Where the records below show a line containing "PR #37102, opened 2023-12-25", start copying; end with the line containing "Milestone 3 of", and copy it too.

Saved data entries
BEGIN

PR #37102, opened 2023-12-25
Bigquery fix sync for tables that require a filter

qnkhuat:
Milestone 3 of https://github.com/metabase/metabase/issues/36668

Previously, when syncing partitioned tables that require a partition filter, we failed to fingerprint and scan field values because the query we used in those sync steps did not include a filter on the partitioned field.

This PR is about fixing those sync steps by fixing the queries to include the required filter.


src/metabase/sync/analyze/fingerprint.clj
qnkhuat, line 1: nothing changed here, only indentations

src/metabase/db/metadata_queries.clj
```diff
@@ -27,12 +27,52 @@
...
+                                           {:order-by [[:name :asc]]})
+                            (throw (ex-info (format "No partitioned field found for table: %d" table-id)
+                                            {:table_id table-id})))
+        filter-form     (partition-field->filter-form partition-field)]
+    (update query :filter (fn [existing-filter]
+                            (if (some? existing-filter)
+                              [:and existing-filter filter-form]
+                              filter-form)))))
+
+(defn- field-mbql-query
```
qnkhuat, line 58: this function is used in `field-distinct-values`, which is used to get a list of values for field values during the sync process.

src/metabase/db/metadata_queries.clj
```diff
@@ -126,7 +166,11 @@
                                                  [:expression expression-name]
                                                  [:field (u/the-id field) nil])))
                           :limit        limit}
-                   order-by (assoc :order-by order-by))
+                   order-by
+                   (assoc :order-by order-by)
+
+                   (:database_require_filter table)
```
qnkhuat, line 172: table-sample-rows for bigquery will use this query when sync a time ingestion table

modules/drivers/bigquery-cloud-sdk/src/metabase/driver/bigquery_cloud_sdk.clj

END
BEGIN

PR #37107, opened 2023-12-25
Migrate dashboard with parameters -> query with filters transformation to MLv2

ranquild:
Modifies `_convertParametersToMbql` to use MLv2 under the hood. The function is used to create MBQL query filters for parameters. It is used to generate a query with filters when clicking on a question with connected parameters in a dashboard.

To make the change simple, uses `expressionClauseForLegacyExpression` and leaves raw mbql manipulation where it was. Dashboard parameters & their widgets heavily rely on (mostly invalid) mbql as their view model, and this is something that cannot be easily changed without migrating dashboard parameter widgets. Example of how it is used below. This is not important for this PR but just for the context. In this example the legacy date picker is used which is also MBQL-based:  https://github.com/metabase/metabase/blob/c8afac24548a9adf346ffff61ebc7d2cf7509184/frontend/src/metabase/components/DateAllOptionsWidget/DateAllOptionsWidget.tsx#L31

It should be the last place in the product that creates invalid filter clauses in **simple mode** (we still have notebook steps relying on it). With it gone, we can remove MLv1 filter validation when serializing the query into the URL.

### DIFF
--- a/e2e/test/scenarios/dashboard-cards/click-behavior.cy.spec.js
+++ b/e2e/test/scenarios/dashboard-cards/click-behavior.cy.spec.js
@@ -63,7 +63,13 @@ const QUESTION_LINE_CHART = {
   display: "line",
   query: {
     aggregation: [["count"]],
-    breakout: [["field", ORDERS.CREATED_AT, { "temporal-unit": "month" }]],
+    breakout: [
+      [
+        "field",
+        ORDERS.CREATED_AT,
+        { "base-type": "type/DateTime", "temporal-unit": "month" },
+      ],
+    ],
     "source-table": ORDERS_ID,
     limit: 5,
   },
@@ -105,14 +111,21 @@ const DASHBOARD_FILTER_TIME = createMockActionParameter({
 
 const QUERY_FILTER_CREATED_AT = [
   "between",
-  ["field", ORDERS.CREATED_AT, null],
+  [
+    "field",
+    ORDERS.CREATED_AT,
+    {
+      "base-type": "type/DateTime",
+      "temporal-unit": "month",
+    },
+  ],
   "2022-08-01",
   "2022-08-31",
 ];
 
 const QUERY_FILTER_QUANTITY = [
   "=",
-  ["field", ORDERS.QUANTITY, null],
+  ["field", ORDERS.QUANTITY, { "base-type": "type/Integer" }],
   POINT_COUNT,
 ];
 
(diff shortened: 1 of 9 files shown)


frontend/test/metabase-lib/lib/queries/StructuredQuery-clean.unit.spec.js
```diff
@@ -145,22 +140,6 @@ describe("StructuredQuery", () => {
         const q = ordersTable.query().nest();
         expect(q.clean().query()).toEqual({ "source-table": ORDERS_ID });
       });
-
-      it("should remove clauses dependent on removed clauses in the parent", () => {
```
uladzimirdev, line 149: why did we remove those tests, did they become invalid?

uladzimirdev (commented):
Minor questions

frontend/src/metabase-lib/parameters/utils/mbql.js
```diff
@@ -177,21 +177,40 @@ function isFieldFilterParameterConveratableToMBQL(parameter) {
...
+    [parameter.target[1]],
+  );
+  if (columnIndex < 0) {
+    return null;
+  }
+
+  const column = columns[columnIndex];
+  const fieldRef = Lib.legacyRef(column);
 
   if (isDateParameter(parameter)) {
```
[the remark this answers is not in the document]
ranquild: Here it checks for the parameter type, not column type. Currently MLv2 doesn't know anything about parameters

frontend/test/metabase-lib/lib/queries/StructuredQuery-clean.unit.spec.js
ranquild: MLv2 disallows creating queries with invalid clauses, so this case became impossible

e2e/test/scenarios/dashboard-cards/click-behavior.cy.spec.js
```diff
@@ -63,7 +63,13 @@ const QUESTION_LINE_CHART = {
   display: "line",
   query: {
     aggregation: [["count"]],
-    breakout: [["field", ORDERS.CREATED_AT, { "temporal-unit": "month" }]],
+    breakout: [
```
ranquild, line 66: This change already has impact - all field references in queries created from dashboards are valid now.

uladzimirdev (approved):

END
BEGIN

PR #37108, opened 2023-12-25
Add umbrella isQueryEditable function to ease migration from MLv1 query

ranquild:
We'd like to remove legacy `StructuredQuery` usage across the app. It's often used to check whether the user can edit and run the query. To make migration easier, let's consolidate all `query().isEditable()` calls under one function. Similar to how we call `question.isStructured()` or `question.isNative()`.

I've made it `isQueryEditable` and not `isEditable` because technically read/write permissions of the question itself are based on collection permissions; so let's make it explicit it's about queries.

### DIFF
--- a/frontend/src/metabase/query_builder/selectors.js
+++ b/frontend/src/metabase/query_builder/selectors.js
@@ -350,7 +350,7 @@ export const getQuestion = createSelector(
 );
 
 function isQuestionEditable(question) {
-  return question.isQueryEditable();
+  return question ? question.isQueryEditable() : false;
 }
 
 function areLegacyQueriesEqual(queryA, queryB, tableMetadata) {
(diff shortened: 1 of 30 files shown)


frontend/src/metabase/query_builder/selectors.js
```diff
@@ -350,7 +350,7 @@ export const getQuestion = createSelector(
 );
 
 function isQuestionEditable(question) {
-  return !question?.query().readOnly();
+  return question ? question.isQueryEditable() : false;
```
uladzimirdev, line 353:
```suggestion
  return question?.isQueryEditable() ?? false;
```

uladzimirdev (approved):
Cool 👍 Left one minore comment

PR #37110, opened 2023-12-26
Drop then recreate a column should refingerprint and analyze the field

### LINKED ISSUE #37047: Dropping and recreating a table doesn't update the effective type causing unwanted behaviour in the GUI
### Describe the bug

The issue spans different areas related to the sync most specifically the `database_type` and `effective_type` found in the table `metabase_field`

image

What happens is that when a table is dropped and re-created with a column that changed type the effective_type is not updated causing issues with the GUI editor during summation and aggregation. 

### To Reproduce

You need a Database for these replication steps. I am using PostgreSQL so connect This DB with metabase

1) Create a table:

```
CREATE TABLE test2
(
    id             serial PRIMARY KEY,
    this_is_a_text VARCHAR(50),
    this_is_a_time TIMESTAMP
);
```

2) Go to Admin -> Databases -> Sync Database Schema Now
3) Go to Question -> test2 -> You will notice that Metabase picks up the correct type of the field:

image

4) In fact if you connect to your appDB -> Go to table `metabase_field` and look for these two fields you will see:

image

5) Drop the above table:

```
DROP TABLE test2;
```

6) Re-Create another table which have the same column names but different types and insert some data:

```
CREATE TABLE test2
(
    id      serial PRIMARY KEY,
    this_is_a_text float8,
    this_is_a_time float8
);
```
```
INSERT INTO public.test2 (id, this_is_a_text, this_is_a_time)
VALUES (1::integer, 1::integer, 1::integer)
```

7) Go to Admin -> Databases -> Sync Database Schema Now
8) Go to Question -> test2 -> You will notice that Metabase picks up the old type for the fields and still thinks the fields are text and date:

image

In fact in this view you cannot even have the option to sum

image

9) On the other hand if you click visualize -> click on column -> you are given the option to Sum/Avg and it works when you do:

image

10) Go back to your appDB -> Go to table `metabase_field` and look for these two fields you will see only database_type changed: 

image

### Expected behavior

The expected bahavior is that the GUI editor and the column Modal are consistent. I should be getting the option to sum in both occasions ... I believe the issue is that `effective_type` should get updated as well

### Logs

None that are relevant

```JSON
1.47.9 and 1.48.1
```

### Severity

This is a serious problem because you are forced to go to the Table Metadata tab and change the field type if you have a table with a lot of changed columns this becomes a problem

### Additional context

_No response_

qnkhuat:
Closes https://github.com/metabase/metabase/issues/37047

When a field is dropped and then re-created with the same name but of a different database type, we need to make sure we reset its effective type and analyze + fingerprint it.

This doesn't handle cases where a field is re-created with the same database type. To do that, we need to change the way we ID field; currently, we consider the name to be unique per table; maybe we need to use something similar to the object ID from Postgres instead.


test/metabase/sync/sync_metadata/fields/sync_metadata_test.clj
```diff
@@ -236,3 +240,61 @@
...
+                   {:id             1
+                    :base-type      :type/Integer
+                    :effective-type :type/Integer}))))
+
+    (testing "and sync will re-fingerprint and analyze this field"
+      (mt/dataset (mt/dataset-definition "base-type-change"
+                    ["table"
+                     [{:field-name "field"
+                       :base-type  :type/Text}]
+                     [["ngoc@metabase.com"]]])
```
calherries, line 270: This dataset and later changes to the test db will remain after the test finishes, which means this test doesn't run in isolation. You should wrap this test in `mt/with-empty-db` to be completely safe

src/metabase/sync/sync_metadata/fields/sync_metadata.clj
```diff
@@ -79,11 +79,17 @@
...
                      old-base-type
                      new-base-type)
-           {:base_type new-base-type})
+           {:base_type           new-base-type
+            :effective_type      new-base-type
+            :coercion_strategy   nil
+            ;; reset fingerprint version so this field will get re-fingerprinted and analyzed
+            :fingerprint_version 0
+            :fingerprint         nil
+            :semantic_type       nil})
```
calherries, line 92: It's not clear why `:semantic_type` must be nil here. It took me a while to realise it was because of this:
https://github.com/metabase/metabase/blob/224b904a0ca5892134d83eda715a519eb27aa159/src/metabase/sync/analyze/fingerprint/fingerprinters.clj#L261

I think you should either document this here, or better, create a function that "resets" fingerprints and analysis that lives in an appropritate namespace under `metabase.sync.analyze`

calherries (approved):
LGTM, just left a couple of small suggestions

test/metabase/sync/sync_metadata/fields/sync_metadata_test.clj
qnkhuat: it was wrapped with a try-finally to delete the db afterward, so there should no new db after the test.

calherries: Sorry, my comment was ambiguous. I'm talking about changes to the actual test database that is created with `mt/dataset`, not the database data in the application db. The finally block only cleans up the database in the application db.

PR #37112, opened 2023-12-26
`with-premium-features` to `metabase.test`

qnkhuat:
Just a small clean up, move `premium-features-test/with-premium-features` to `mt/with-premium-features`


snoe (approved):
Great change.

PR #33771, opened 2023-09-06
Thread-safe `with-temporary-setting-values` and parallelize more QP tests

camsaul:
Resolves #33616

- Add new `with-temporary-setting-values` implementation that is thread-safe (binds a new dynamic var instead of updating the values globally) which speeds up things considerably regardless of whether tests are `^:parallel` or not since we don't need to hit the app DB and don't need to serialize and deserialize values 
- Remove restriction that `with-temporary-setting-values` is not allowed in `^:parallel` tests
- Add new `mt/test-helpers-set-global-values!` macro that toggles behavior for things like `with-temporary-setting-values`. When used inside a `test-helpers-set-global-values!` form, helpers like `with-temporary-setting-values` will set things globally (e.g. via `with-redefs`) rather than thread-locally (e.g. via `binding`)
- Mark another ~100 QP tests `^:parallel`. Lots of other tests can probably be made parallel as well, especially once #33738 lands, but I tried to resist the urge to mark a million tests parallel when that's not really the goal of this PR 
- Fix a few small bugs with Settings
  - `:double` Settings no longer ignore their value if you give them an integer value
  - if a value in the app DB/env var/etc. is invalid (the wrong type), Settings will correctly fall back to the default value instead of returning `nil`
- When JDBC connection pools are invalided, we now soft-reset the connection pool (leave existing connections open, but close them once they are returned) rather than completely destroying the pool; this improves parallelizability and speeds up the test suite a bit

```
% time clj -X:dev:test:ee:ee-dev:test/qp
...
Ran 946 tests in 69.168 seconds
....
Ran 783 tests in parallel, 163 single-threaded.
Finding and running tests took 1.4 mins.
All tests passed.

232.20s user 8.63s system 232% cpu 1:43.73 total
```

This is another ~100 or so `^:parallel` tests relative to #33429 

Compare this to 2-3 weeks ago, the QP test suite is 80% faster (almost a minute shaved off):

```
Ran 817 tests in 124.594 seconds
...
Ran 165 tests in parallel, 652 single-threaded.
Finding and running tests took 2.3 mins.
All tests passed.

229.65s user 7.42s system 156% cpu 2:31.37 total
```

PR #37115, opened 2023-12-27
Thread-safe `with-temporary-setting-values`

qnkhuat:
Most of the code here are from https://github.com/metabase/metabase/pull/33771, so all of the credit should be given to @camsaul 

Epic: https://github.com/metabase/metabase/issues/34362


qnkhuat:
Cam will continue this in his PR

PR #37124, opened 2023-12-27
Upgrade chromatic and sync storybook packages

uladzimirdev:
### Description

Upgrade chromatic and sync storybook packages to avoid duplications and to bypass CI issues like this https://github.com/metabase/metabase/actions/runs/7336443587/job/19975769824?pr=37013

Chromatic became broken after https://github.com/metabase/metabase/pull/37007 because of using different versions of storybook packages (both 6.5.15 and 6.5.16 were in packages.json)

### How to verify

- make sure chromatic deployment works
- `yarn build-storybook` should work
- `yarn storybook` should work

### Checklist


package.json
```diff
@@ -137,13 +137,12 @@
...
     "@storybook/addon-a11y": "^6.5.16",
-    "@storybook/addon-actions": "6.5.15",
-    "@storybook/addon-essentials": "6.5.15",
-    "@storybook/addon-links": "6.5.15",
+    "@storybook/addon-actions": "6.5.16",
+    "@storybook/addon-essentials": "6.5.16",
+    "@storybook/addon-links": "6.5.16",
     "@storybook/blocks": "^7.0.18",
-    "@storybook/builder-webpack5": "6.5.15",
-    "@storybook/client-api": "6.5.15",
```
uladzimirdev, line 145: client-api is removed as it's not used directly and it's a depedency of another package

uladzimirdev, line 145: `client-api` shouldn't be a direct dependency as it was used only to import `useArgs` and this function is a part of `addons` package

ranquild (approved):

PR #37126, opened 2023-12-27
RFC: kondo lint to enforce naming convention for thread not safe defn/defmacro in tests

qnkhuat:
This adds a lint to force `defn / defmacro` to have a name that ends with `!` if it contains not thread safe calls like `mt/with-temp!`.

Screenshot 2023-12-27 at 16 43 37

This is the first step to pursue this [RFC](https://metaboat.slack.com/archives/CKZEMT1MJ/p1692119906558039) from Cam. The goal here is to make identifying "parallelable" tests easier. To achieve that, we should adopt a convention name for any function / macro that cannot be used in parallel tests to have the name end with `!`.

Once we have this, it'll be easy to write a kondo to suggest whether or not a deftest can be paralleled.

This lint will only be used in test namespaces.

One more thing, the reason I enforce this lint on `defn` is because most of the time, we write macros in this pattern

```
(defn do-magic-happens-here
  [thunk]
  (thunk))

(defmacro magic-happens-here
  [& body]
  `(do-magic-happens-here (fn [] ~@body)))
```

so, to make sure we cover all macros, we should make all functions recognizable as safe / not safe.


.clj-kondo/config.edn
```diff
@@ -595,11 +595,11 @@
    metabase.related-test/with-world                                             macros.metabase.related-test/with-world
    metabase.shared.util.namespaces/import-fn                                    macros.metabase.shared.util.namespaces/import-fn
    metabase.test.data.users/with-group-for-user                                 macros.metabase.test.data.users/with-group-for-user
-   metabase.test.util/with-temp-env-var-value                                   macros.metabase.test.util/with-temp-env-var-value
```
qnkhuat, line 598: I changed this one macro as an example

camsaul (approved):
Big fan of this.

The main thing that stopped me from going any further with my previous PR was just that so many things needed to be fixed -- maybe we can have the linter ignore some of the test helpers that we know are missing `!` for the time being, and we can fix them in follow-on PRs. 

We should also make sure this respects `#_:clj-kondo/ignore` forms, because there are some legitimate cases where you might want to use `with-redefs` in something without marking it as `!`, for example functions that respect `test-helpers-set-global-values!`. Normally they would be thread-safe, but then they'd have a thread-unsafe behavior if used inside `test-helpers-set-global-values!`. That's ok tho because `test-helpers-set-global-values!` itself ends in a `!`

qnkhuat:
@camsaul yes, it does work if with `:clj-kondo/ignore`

END

**ANSWER BOX**
PR #37102, opened 2023-12-25
Bigquery fix sync for tables that require a filter

qnkhuat:
Milestone 3 of https://github.com/metabase/metabase/issues/36668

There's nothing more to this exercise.